The goal of FMD is for the main release channels to be reproducible. This includes production releases published on F-Droid and on https://packages.fmd-foss.org.

Other release channels (such as the Docker images) are out-of-scope and may have limited reproducibility.

FMD Android

FMD Android 0.13.0 and later is reproducible. Versions 0.12.0 and earlier were nearly reproducible, up to a stray timestamp. For details, see the Reproducibility Status page maintained by F-Droid.

Reproducible Builds with releases signed by the FMD team are planned.

To reproduce the APK yourself:

  1. Make sure that you have the Android SDK installed.
  2. Clone the FMD Android git repository: git clone git@gitlab.com:fmd-foss/fmd-android.git
  3. Check out the version you want to reproduce: cd fmd-android && git checkout v0.13.0
  4. Build the APK: ./gradlew assembleProdRelease
  5. This should produce an unsigned APK: app/build/outputs/apk/prod/release/app-prod-release-unsigned.apk

One way to compare the two APKs is with diffoscope. The APKs should be nearly bit-by-bit identical. They will only differ in the signature. This means, that they will differ in the following files: META-INF/FOOBAR.SF, META-INF/FOOBAR.RSA, META-INF/MANIFEST.MF.

Alternatively, you can use apksigcopier to compare the two APKs. apksigcopier will copy the signing block from the signed APK onto the unsigned APK, and then verify the APK. If the APKs match, this command returns with exit code 0 and no output.

apksigcopier compare --unsigned ~/Downloads/de.nulide.findmydevice_37.apk  app/build/outputs/apk/prod/release/app-prod-release-unsigned.apk

FMD Server

For FMD Server, pre-compiled binaries are published on https://packages.fmd-foss.org/server/. They are published as a ZIP file that contains binaries for multiple target architectures (amd64, arm, arm64) as well as supporting files (such as the config.example.yml).
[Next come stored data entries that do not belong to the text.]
PR #58, opened 2020-09-04
Cache Busting Revision

JoelAtDeluxe:
This PR makes a change that should hopefully make cache busting consistently work.

The core of this change is by dynamically generating the index.html file with dynamically named main.js and main.css files. This should prevent errant loading of old assets, as each should have a new, unique name every time the service is built and deployed. 
This is accomplished by adding two libraries that interact with webpack. The first, `html-webpack-plugin`, generates the dynamic index.html file and stores this in memory. The second, `html-webpack-harddisk-plugin` allows us to write this dynamic html file to disk at the specified location.
In addition, this also updates the `nginx.conf` file to attempt to do as much as possible to prevent the index.html file from being cached itself. All other files (located under `/assets/`) should have normal caching rules applied to them.

In addition, a handful of small, but related changes, have been made to make testing easier. The first is restoring (And adding) the old seed data, to allow the production docker-compose file to provide a pre-seeded database. This should be amended in the future, but is far outside the scope of this PR, hence the easy solution of restoring the old content (note: this only restores the data, not the content). The second is simply an easy way to start up the production docker-compose containers via the makefile.

### DIFF
--- a/frontend/webpack.config.js
+++ b/frontend/webpack.config.js
@@ -1,4 +1,6 @@
 const MiniCssExtractPlugin = require('mini-css-extract-plugin')
+const HtmlWebpackPlugin = require("html-webpack-plugin");
+const HtmlWebpackHarddiskPlugin = require("html-webpack-harddisk-plugin");
 const path = require('path')
 
 module.exports = (env, argv) => ({
@@ -6,7 +8,7 @@ module.exports = (env, argv) => ({
 
   output: {
     publicPath: '/assets/',
-    filename: 'main.js',
+    filename: 'main-[hash].js',
     chunkFilename: '[chunkhash].js',
   },
 
@@ -39,8 +41,15 @@ module.exports = (env, argv) => ({
   },
 
   plugins: [
+    new HtmlWebpackPlugin({
+      title: "ASHIRT",
+      alwaysWriteToDisk: true,
+    }),
+    new HtmlWebpackHarddiskPlugin({
+      outputPath: path.resolve(__dirname, 'public')
+    }),
     new MiniCssExtractPlugin({
-      filename: 'main.css',
+      filename: 'main-[hash].css',
       chunkFilename: '[chunkhash].css',
     }),
   ],
--- a/Makefile
+++ b/Makefile
@@ -64,6 +64,11 @@ run-backend: clean-backend rerun-backend
 rerun-backend:
 	docker-compose up --build
 
+.PHONY: run-prod
+run-prod:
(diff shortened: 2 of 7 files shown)


jkennedyvz (approved):
Hi Joel,

These changes look fine. Thanks for adding the new seed data!

frontend/webpack.config.js
```diff
@@ -1,12 +1,14 @@
 const MiniCssExtractPlugin = require('mini-css-extract-plugin')
+const HtmlWebpackPlugin = require("html-webpack-plugin");
```
jrozner, line 2: Do we actually need to break out all the CSS files? Won't we get better performance leaving it bundled?

jrozner (changes requested):
Not opposed to these changes but curious about it. Do we know the root cause of the issue? Was the index.html not being cache busted? Was the main.css/js not being cache busted and attempted to load other older files that no longer exist? Does adding the hash to the main files fix the problem alone? I'd like to avoid turning off caching for index.html if we can avoid it and avoid people needing these specific configs if they were to deploy without the container and our nginx config.

JoelAtDeluxe:
We think what's happening is that the main.js file is being cached (given that the index.html previously wasn't changing, I don't know that it necessarily mattered if the index.html was cached or not). The main.js etag was not consistently being updated after each new build. This in turn could load the wrong js chunks on subsequent requests.  It was unclear why nginx was not correctly generating a new etag -- the criteria seems to be based on the creation date and file size, so both of those should really trigger a new etag on each new build.

As for the main.css, we hashed this because we didn't want to end up in the same situation we were (maybe) seeing with the main.js file. Likewise, we had some mild concerns that even the index.html file could be improperly cached, and trigger the same issue, so that's why we removed the cache on the index.html file.

frontend/webpack.config.js
JoelAtDeluxe: Just a quick note that this isn't a new change -- it's been in master probably next to forever. 
As to whether or not a single file would lead to better performance, I'm not sure. I'll read up to see if there's preferred practice for this.

jrozner: Ah, didn't realize this wasn't new. Don't worry about it then.

JoelAtDeluxe: Just for clarity, we do the css splitting because it does improve the first load. The common styling is included in the main.css file. Specific css is loaded as needed. A single css would be better if the javascript were delivered as a single file.

jrozner (approved):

To reproducibly build a given FMD Server release:

  1. Make sure that you have Docker installed.
  2. Clone the FMD Server git repository: git clone git@gitlab.com:fmd-foss/fmd-server.git
  3. Build the ZIP for the release in question: ./scripts/bundle_repro.sh v0.13.0
  4. This should have produced two files: fmd-server-v0.13.0.zip and fmd-server-v0.13.0.zip.sha256sum

To verify that the builds are identical, compare the fmd-server-v0.13.0.zip file that you just built locally with the ZIP file that is published on https://packages.fmd-foss.org/server/.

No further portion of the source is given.